Task statement: Look through the data below. Show each line where the string "create" occurs.

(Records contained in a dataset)
========================================
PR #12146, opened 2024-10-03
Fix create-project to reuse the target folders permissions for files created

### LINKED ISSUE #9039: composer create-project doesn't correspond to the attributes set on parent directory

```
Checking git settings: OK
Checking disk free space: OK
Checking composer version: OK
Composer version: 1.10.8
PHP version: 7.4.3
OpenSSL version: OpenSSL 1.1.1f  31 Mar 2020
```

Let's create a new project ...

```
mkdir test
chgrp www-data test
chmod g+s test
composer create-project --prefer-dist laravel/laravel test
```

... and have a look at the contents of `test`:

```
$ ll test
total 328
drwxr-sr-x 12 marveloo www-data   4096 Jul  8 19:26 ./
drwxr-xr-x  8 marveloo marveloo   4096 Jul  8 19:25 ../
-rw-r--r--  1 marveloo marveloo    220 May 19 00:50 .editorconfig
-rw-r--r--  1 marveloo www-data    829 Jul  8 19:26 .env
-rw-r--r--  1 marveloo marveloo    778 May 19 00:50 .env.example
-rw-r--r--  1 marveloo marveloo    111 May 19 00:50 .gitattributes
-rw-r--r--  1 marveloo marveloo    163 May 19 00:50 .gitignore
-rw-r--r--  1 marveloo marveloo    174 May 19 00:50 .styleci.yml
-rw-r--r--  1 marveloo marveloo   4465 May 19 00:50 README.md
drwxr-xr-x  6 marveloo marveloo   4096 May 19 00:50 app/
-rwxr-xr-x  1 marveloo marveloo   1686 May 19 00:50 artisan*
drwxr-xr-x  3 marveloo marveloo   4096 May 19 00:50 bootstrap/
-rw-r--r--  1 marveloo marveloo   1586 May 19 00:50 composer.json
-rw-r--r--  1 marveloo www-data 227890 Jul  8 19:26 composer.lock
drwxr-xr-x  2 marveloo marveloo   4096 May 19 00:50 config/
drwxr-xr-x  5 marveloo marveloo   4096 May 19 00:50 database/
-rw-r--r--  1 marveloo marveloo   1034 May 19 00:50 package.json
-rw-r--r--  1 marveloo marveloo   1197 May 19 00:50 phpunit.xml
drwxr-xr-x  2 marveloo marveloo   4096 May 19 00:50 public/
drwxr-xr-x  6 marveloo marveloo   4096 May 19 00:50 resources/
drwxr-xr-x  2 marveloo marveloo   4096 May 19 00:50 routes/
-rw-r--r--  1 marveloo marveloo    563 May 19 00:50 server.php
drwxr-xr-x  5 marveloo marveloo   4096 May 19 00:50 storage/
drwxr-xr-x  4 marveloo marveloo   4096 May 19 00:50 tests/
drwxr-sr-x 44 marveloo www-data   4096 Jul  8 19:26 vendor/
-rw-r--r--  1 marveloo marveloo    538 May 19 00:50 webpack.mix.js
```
========================================
Output below:
Fix create-project to reuse the target folders permissions for files created
### LINKED ISSUE #9039: composer create-project doesn't correspond to the attributes set on parent directory
Let's create a new project ...
composer create-project --prefer-dist laravel/laravel test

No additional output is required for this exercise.